Changelog:

  • 21 Nov 2025 (while still tentative): adjust assembly code in all problems to be different for this semester; enable answer sheet
  • 22 Nov 2025 (while still tentative): try to clarify description of what it means for operands to be ready for an instruction to be issued
  • 8 Dec 2025: in description of the issue change replace it with the data cache and each of these ALUs to hopefully avoid misinterpretation; also change this cycle to the same cycle; change it is written back to its result is written back

See the answer sheet.

1 Hypothetical OOO processor

For this assignment, we will consider an out-of-order processor which has two execution units for arithmetic instructions, and one execution unit for memory instructions.

1.0.1 This processor’s pipeline

Instructions in this processor are executed as follows:

Given these stages, an non-memory instruction will take 7 cycles to go through the pipeline if it does not need to wait for it operands or wait for earlier instructions to commit (fetch, decode, rename, issue/register read, execute, writeback, commit).
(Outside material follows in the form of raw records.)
PR #3573, opened 2022-11-03
Revive pre-ptheme tools and use them if PTHEME is unspecified

dimkr:
This is something I've wanted to do for a very long time. I don't like ptheme, it tries to do way too many things in one tool, it's very buggy and it looks like users just want the old-style layout of one tray at the bottom, or one of the alternatives that conflict with ptheme.

If I understand correctly, choose_themes is in this half-broken, zombie state since the introduction of ptheme (2014?), so it's been a very long time since the days it was possible to build a Puppy without ptheme using woof-CE, without ugly hacks like replacing the .jwm directory. I had to make some adjustments like setting the GTK+ 3 theme, adding Xwayland support and changing paths to what Puppy uses nowadays.

ptheme_gtk is in very bad shape and even has some syntax errors, but we need some GTK+ theme switcher even when ptheme is disabled. I made ptheme_gtk work without refactoring and cleanup, ~~then moved it to rootfs-skeleton~~.

(This brings dpup even closer to what I consider to be the golden age of Puppy, the 4.1.x-4.3.x era)

desktop

### DIFF
--- a/woof-code/rootfs-packages/ptheme/usr/sbin/ptheme_gtk
+++ b/woof-code/rootfs-packages/ptheme/usr/sbin/ptheme_gtk
@@ -6,7 +6,7 @@ export TEXTDOMAIN=ptheme
 export OUTPUT_CHARSET=UTF-8
 
 #check is X is runnning
-[ "`grep -F 'xwin' <<< $(ps -eo pid,command)`" ] && export X_IS_RUNNING=true || export X_IS_RUNNING=false
+pidof -s X Xorg dwl-kiosk labwc > /dev/null && export X_IS_RUNNING=true || export X_IS_RUNNING=false
 
 export WORKDIR=$HOME/.ptheme/tmp/ptheme
 [ ! -d $WORKDIR ] && mkdir -p $WORKDIR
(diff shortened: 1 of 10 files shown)


woof-code/rootfs-packages/ptheme/usr/sbin/ptheme_gtk
```diff
@@ -151,8 +151,8 @@ _EOF
 	elif [ "$ACTIVE_ICON_THEME" ]; then
 		sed -i '/gtk-icon-theme-name/d' $HOME/.gtkrc-2.0
 		echo "gtk-icon-theme-name = \"$ACTIVE_ICON_THEME\"" >> $HOME/.gtkrc-2.0
-		set_gtk3_theme "ACTIVE_$ICON_THEME"
```
01micko, line 154: So bugfix here

woof-code/support/choose_themes
```diff
@@ -7,11 +7,14 @@ if ! [ "$BUILDSYS" ] ; then
...
-#	THEME_GTK2=''      # /usr/share/themes/*/gtk-2.0 (* = theme)
-#	THEME_JWM=''       # /root/.jwm/themes/*-jwmrc (* = theme)
-#	THEME_DESK_ICONS=' # /usr/local/lib/X11/themes
-#	THEME_OPENBOX=''   # /usr/share/themes/*/openbox-3
+#	THEME_WALLPAPER=''   # /usr/share/backgrounds
+#	THEME_GTK2=''        # /usr/share/themes/*/gtk-2.0 (* = theme)
+#	THEME_JWM=''         # /usr/share/jwm/themes/*-jwmrc, /root/.jwm/themes/*-jwmrc (* = theme)
+#	THEME_JWM_BUTTONS='' # /usr/share/jwm/themes_window_buttons
+#	THEME_GTK_ICONS=''   # /usr/share/icons
+#	THEME_DESK_ICONS='   # /usr/local/lib/X11/themes
```
01micko: missing `'`

01micko (changes requested):
Didn't really check dpup specific stuff but other than the missing `'` LGTM

woof-code/rootfs-packages/ptheme/usr/sbin/ptheme_gtk
dimkr: Typo since 79356aa110

01micko (approved):

dimkr:
> Didn't really check dpup specific stuff but other than the missing `'` LGTM

The dpup-specific stuff is just reduction of available artwork - only 5 matching sets of themes are kept and everything else is deleted.

I've minimized the changes here in several cycles of cleanup, then moved these to separate PRs:

#3667 
#3666
#3664
#3663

A memory instruction will take 9 cycles (two extra cycles of `execution’ because of the speed of the data cache).

When operands are not available, an instruction will spend extra cycles waiting in the instruction queue between its rename and issue stage. When an instruction is written back but some prior instructions have not done so, then the instruction will spend extra cycles waiting in the reorder buffer before it is committed.

1.0.2 This processor’s registers

The processor has 15 logical registers %r01 through %r15, but these are implemented using 64 physical registers and register renaming. We call the physical registers %x01 through %x64.
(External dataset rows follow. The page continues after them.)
PR #3575, opened 2022-11-04
If present, offer Synaptic instead of PPM in missingdefaultapp

dimkr:


peabee (changes requested):
I don't think that specific apps should be hard coded like this. Why only synaptic? What about other "alternative" PM's?

dimkr:
> I don't think that specific apps should be hard coded like this. Why only synaptic? What about other "alternative" PM's?

If Synaptic is present, there's no reason to recommend anything else because 1) PPM is super broken and 2) if you have Synaptic, you don't have vpm, yum, dnf, pacman or whatever.

lakshayrohila (changes requested):
You'll have to change the labels as well (PPM would be shown otherwise).

dimkr:
> You'll have to change the labels as well (PPM would be shown otherwise).

I agree, but missingdefaultapp doesn't support translations and I tried not to make the problem worse by adding more strings that need to be translated 😄

lakshayrohila:
> I tried not to make the problem worse by adding more strings that need to be translated 😄

Will those strings be needed to be translated as well? I mean they are names.

And even if they were to be translated, you could use a general name like 'Package Manager' instead of using name of a specific application? 💡

dimkr:
> you could use a general name like 'Package Manager' instead of using name of a specific application? bulb

Yep, that's why I kept the "Puppy Package Manager" label.

lakshayrohila:
> > you could use a general name like 'Package Manager' instead of using name of a specific application? bulb
> 
> Yep, that's why I kept the "Puppy Package Manager" label.

Ok, I understand it now. What you mean by PPM is not the application PPM but rather package manager for puppy. I think the PR is good otherwise (way better than my approach)!

lakshayrohila (approved):

dimkr:
@peabee Would this change (or something else, in this spirit) address your concerns?

```
PM=`command -v synaptic`
[ -z "$PM" ] && PM=`command -v vpm`                 <--
[ -z "$PM" ] && PM=ppm
```

peabee:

We will show instructions in a three-argument form like (regardless of whether register renaming has taken place):

add %r01, %r02 -> %r03

this indicates to add %r01 and %r02 and put the result into %r03.

Answer the questions on the answer sheet linked above.

1.1 Part 1: register renaming

Assume initially that %r01 is assigned to %x01, %r02 to %x02, and so on. Registers %x16 through %x63 are available for register renaming.

Rewrite the following instructions using the %x01 taking into account how register renaming might occur that would allow all of these instructions to be placed in the instruction queue at once:

add %r01, %r02 -> %r02  
add %r02, %r01 -> %r01  
imul %r02, %r03 -> %r03 
imul %r04, %r01 -> %r01
sub %r02, %r01 -> %r01  
add %r03, %r04 -> %r04  
movq 0x0(%r04) -> %r01  
imul %r01, %r03 -> %r03 
movq %r03, 0x0(%r01)-> 

Record your answer at the answer sheet linked above.

1.2 Part 2: instruction dispatch

Suppose the instruction queue for this processor contains the following instructions after renaming

 A. movq (%x05)-> %x16
 B. add %x05, %x08 -> %x18
 C. sub %x01, %x02 -> %x19
 D. imul %x16, %x02 -> %x20
 E. movq (%x06) -> %x21
 F. add %x19, %x08 -> %x22
 G. add %x21, %x18 -> %x23
 H. movq (%x22) -> %x24
 I. imul %x22, %x20 -> %x25
 J. movq %x25, (%x23) ->

Initially the value of registers %x01 through %x15 is available.

Complete the timeline to show how all the instructions can be issued and executed. (Assume there are no cases where loads and stores access the same or overlapping memory regions.)

                cycle 1    2    3   4    5    6   7    8     9    10   11    12 
execution unit:       
arithmetic 1          B
arithmetic 2          C
memory stage 1        A
memory stage 2             A
memory stage 3                  A

Record your answer at the answer sheet linked above.

1.3 Part 3: pipeline diagram

Complete a pipeline diagram for the processor running the following instructions (shown in the form from before register renaming):

1. add %r02, %r01 -> %r01
2. add %r02, %r01 -> %r01
3. add %r02, %r03 -> %r03
4. add %r05, %r04 -> %r04
5. add %r04, %r05 -> %r05
6. add %r05, %r06 -> %r06
7. add %r02, %r03 -> %r03
8. add %r01, %r08 -> %r08

Identify the stages as:

Leave the specified stage blank when an instruction is not being processed in any of the above ways (such as when the instruction is in the instruction queue waiting to be issued or any cycles between when an instruction is written back and when it is committed).

The first three rows are:

1 F D R I E W C
2 F D R   I E W C
3   F D R I E W C

complete the remaining rows of the table at the answer sheet linked above.

You may assume that register values computed by previous instructions are available and that physical registers are free such that stages will not be delayed for missing previous register values or lack of available physical registers.